- July 7, 2020
- Posted by: Saddle Point
- Category: Planning and Optimization, Supply Chain Analytics, Supply Chain Digitization
Athena, the amazing, loved mathematics. She was good with numbers. That’s why her friends fondly called her ‘The Amazing Athena’.
Athena had recently joined a large FMCG company to head the finance function. She was very happy to have got this opportunity. The company had a big product portfolio, had a bunch of star products and enjoyed very good brand equity in the market.
However, within a few weeks she was in for a rude shock. The company was a virtual sucker of working capital. With every product launch, her calls to the bankers increased. With so many good brands under it, the company had become complacent with managing inventory. On an average it was sitting on 45 days to 60 days of CFA inventory which locked up huge amount of working capital. With so much of capital locked up in inventory, she could still hear stories of late night firefighting for express shipments and cross shipments of goods from her good friend and colleague Arthur. Arthur headed the logistics function and she and Arthur bonded over Scuba diving. They regularly exchanged notes on the best locations and the best season for pursuing their passion.
Athena knew that her problems of mounting working capital costs and inventory write-off costs are invariably linked to the express shipments and cross shipments that Arthur was dealing with. In a spillover of one of their note sharing sessions, Athena and Arthur hunkered down to dissect the numbers to see where the issue was.
The company had a planning team that ran basic mathematical models in spreadsheets for calculating the demand variation and supply lead time variation over the historical horizon. These variations were then used to calculate the inventory levels. Since, it was a time consuming and resource intensive process, these numbers were therefore calculated at the beginning of every financial year and were maintained at the same level for the entire year.
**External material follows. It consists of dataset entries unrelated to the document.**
PR #17949, opened 2020-06-16
Use ubuntu as ssh user for kops canaries

johngmyers:
/cc @rifelpet

### DIFF
--- a/config/jobs/kubernetes/sig-testing/kubetest-canaries.yaml
+++ b/config/jobs/kubernetes/sig-testing/kubetest-canaries.yaml
@@ -209,7 +209,8 @@ periodics:
       args:
       - --cluster=e2e-kops-aws-canary.test-cncf-aws.k8s.io
       - --deployment=kops
-      - --env=KUBE_SSH_USER=admin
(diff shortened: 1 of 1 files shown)


config/jobs/kubernetes/sig-testing/kubetest-canaries.yaml
```diff
@@ -244,6 +245,8 @@ periodics:
       args:
       - --cluster=e2e-kops-gce-canary.k8s.local
       - --deployment=kops
+      - --kops-ssh-user=ubuntu
+      - --env=KUBE_SSH_USER=ubuntu
```
rifelpet, line 249: I'm not sure this should be set on the GCE jobs (see https://github.com/kubernetes/test-infra/pull/17950#issuecomment-644726859 )

/lgtm cancel

johngmyers:
@wojtek-t Anything else you need to approve this PR?

BenTheElder:
/approve
But please move this to being owned by the kops team.
We're freezing kubetest and not actively working on these.

PR #17950, opened 2020-06-16
Use ubuntu as ssh user for kops gce tests

johngmyers:
/cc @rifelpet


rifelpet:
It looks like GCE still uses COS:

https://github.com/kubernetes/kops/blob/f3e69e85c9c010e8f344f2a5fea57409b9ae4d30/channels/alpha#L50-L55

and the failing prow jobs [still have artifacts](https://gcsweb.k8s.io/gcs/kubernetes-jenkins/logs/e2e-kops-gce-latest/1272851236973973506/) for all of the nodes, so kubetest is successfully SSHing into them. Are you sure this is needed?

johngmyers:
Okay, so that's not it.

PR #17953, opened 2020-06-16
Changes in k8sio-dns-update prow job

bartsmykla:
- Changed the name of postsubmit job which is updating the dnses from
  `k8sio-dns-update` to `post-k8sio-dns-update` which is more consistent
  with other jobs
- Updated the version of octodns image in `k8sio-dns-update` (now
  `post-k8sio-dns-update`) job for the one with `make` inside
- Updated the `k8sio-dns-update` (now `post-k8sio-dns-update`) job to
  use `make` instead of directly calling the bash scripts, which is more
  consistent with the commands used by dns-admins

/assign @spiffxp 

ref. [`k/k8s.io#961`](https://github.com/kubernetes/k8s.io/issues/961)

Signed-off-by: Bart Smykla <bsmykla@vmware.com>

### DIFF
--- a/config/jobs/kubernetes/wg-k8s-infra/trusted/wg-k8s-infra-trusted.yaml
+++ b/config/jobs/kubernetes/wg-k8s-infra/trusted/wg-k8s-infra-trusted.yaml
@@ -44,7 +44,7 @@ postsubmits:
         args:
         - -c
         - "cd groups && make run -- --confirm"
-  - name: k8sio-dns-update
+  - name: post-k8sio-dns-update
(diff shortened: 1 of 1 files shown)


bartsmykla:
Ok, now I see in logs of failing test:
```
jobs_test.go:348: pre-k8sio-dns-update: presubmits may not run in cluster: k8s-infra-prow-build-trusted
```
the problem is this job needs to use `k8s-infra-dns-updater` to work

bartsmykla:
@spiffxp I have removed the presubmit job as there was no way to make it work, so if you'll have few minutes, could you look at this updates?

PR #17960, opened 2020-06-16
GitHub GetRef: Better handle the case of getting multiple result

alvaroaleman:
The GetRef call may return multiple results because it does prefix-based
matching. Today, this means that we error on the json unmarshaling with
a `json: cannot unmarshal array into Go value of type struct { Object
map[string]string \"json:\\\"object\\\"\" }"` which is hard to handle
for callers.

This PR updates this to return an error in case of multiple refs and
allow calles to match on that error.

### DIFF
--- a/prow/github/client.go
+++ b/prow/github/client.go
@@ -2598,19 +2598,77 @@ func (c *client) ReopenPR(org, repo string, number int) error {
 // GetRef returns the SHA of the given ref, such as "heads/master".
 //
 // See https://developer.github.com/v3/git/refs/#get-a-reference
+// The gitbub api does prefix matching and might return multiple results,
+// in which case we will return a GetRefTooManyResultsError
 func (c *client) GetRef(org, repo, ref string) (string, error) {
 	durationLogger := c.log("GetRef", org, repo, ref)
 	defer durationLogger()
 
-	var res struct {
-		Object map[string]string `json:"object"`
-	}
+	res := GetRefResponse{}
 	_, err := c.request(&request{
 		method:    http.MethodGet,
 		path:      fmt.Sprintf("/repos/%s/%s/git/refs/%s", org, repo, ref),
 		exitCodes: []int{200},
 	}, &res)
-	return res.Object["sha"], err
+	if err != nil {
+		return "", nil
+	}
+
+	if n := len(res); n > 1 {
+		return "", GetRefTooManyResultsError{org: org, repo: repo, ref: ref, resultsRefs: res.RefNames()}
+	}
+	return res[0].Object.SHA, nil
+}
+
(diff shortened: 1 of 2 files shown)


prow/github/client.go
```diff
@@ -2598,19 +2598,78 @@ func (c *client) ReopenPR(org, repo string, number int) error {
...
+	}
+	return res[0].Object.SHA, nil
+}
+
+type GetRefTooManyResultsError struct {
+	org, repo, ref string
+	resultsRefs    []string
+}
+
+func (GetRefTooManyResultsError) Is(err error) bool {
```
cjwagner, line 2628: This signature seems wrong to me. Does this need to be a method of `GetRefTooManyResultsError` rather than a receiverless function? This would have to be called like so: `GetRefTooManyResultsError{}.Is(err)`.

prow/github/client.go
```diff
@@ -2598,19 +2598,78 @@ func (c *client) ReopenPR(org, repo string, number int) error {
...
+// We need a custom unmarshaler because the GetRefResult may either be a
+// single GetRefResponse or multiple
+func (grr *GetRefResponse) UnmarshalJSON(data []byte) error {
+	result := &GetRefResult{}
+	if err := json.Unmarshal(data, result); err == nil {
+		*(grr) = GetRefResponse{*result}
+		return nil
+	}
+	type responseWithoutUnmarshaler GetRefResponse
+	var response responseWithoutUnmarshaler
```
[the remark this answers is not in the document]
alvaroaleman: Good point, done

prow/github/client.go
alvaroaleman: This is not meant to be called directly but to suport `errors.Is`: https://golang.org/pkg/errors/#Is

alvaroaleman:
> I also expected some changes to handle the new error differently than other types of GetRef errors. Did you mean to include those changes here or are you planning a follow up?

Where? Right now I made this change because we need to detect this error downstream.

prow/github/client.go
alvaroaleman: Usage looks like this in the end:

```
if errors.Is(err, github.GetRefTooManyResultsError{}) { do something}
```

cjwagner: Neat, I didn't know about that.

cjwagner:
> > I also expected some changes to handle the new error differently than other types of GetRef errors. Did you mean to include those changes here or are you planning a follow up?
> 
> Where? Right now I made this change because we need to detect this error downstream.

Ah, I thought this change was needed to fix an issue with a Prow component. I didn't know there were dependencies on Prow's GH client outside k/t-i.

PR #18240, opened 2020-07-09
Make autobump only update gerrit PRs when there are changes.

cjwagner:
Unlike GitHub, pushing the same changes to Gerrit multiple times causes new patchsets to be created rather than behaving as a no-op. This means that the autobump job generates a new patchset on the PR every time it runs, even if there is no change since the previous run.
To avoid this I've added some logic to look up the remote ref with the matching `Change-Id` and compare against that to determine if we actually need to push changes and update the PR. Rather than using the Gerrit API to map the `Change-Id` to the correct refspec so that we can fetch the individual PR, I've opted for fetching all the PR refs. This takes about 10 seconds on our GoB repo, but I think it is worth avoiding the complexity of providing Gerrit credentials and interacting with the Gerrit API from bash. @chizhg is working on migrating autobump to Go as which point we can use the gerrit go client if we want to make this more performant.
I've tested the new behavior with pj-on-kind
/assign @fejta

### DIFF
--- a/prow/cmd/autobump/autobump.sh
+++ b/prow/cmd/autobump/autobump.sh
@@ -35,8 +35,8 @@ PROW_INSTANCE_NAME="${PROW_INSTANCE_NAME:-prow}"
 # TODO(fejta): rewrite this in a better language REAL SOON  <-lol
 main() {
 	if [[ $# -lt 1 ]]; then
-	    echo "Usage: $(basename "$0") <path to github token or http cookiefile> [git-name] [git-email]" >&2
-	    exit 1
+			echo "Usage: $(basename "$0") <path to github token or http cookiefile> [git-name] [git-email]" >&2
+			return 1
 	fi
 	creds=$1
 	shift
@@ -52,7 +52,7 @@ main() {
 
 	if [[ "${old_version}" == "${version}" ]]; then
 		echo "Bump did not change the Prow version: it's still ${version}. Aborting no-op bump." >&2
-		exit 0
+		return 0
 	fi
 	git add -u
 	title="Bump ${PROW_INSTANCE_NAME} from ${old_version} to ${version}"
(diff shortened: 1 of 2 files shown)


prow/cmd/autobump/autobump.sh
```diff
@@ -128,9 +128,24 @@ create-gerrit-pr() {
...
-	change_id="$(get-change-id)"
+	local change_id="$(get-change-id)"
 	echo "Commit will have Change-Id: ${change_id}"
 
+	# Check for an existing open PR and see if it needs to be updated.
+	echo "Checking for an existing open Gerrit PR to update..."
+	git fetch upstream "+refs/changes/*:refs/remotes/upstream/changes/*" 2> /dev/null
+	local pr_commit="$(git log --all --grep="Change-Id: ${change_id}" -1 --format="%H")"
+	if [[ -n "${pr_commit}" ]]; then
+		local pr_version="$(git show "${pr_commit}:${PLANK_DEPLOYMENT_FILE}" | extract-version)"
```
fejta, line 139: Wouldn't `git diff $pr_commit` be better than just checking the plank version? AKA if any of the files change we want to push a new commit.

prow/cmd/autobump/autobump.sh
```diff
@@ -128,9 +128,24 @@ create-gerrit-pr() {
...
+		if [[ "${pr_version}" == "${version}" ]]; then
+			echo "Bump PR is already up to date (version ${version}). Aborting no-op update." >&2
+			exit 0
```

Arthur explained that the variability calculated this way is not correct and it should be based on the variation that they see from the forecasted numbers. He also explained that since the variability are different for different Product~CFA and Product~MWH combination, it should be calculated at that granular level. Moreover, because of the inherent variability in demand because of product cannibalization or launch of similar products from the competitor’s portfolio etc, freezing the numbers for the entire year was not logical. Deep down he also knew that doing all these improvements in spreadsheet based planning was not practically feasible.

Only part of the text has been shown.